Prompt: The entries are to be repeated verbatim, with nothing left out.

Exercise materials:
####
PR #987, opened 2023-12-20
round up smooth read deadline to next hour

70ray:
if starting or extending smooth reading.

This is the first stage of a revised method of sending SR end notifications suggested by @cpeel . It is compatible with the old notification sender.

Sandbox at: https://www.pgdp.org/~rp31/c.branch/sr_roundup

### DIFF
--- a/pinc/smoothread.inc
####
Task response:
PR #987, opened 2023-12-20
round up smooth read deadline to next hour

70ray:
if starting or extending smooth reading.

This is the first stage of a revised method of sending SR end notifications suggested by @cpeel . It is compatible with the old notification sender.

Sandbox at: https://www.pgdp.org/~rp31/c.branch/sr_roundup

### DIFF
--- a/pinc/smoothread.inc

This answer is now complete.